About this exercise: Transcribe the listing below only from the line with "If it's this" up to and including the line with "There are three".

....

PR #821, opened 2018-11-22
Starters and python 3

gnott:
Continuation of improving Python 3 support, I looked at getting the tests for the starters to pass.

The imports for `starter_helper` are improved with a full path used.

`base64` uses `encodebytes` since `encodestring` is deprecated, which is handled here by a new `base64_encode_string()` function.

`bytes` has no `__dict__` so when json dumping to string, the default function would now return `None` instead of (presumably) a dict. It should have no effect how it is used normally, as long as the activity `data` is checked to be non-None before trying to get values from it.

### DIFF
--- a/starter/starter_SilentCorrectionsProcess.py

....

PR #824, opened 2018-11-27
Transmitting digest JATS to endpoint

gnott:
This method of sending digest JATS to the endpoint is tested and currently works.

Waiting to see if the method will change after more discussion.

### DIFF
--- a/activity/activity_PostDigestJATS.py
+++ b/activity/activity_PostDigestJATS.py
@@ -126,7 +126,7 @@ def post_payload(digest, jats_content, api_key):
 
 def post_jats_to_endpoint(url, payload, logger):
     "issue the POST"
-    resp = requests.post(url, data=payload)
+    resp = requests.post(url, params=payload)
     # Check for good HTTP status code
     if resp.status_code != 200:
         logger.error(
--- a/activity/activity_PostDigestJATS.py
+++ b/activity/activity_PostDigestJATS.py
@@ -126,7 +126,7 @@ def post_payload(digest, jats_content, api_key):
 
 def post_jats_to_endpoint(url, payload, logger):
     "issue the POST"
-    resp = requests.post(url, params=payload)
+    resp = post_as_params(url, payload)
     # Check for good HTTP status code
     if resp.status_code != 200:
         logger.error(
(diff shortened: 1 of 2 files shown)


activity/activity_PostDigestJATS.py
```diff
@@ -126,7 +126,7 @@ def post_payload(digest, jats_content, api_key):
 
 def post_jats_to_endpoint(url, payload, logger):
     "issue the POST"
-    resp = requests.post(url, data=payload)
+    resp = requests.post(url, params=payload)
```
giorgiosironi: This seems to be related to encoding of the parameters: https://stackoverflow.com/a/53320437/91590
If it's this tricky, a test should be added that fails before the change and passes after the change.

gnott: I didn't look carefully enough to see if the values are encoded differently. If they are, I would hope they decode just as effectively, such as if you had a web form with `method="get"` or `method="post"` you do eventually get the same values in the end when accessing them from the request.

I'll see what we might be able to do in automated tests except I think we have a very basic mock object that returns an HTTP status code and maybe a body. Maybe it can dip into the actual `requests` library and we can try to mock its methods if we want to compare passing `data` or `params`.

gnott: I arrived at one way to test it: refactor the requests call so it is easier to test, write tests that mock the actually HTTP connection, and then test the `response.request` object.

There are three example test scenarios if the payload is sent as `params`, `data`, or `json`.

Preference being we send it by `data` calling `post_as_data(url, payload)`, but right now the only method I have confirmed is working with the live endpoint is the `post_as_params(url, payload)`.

....

Task output:
If it's this tricky, a test should be added that fails before the change and passes after the change.

gnott: I didn't look carefully enough to see if the values are encoded differently. If they are, I would hope they decode just as effectively, such as if you had a web form with `method="get"` or `method="post"` you do eventually get the same values in the end when accessing them from the request.

I'll see what we might be able to do in automated tests except I think we have a very basic mock object that returns an HTTP status code and maybe a body. Maybe it can dip into the actual `requests` library and we can try to mock its methods if we want to compare passing `data` or `params`.

gnott: I arrived at one way to test it: refactor the requests call so it is easier to test, write tests that mock the actually HTTP connection, and then test the `response.request` object.

There are three example test scenarios if the payload is sent as `params`, `data`, or `json`.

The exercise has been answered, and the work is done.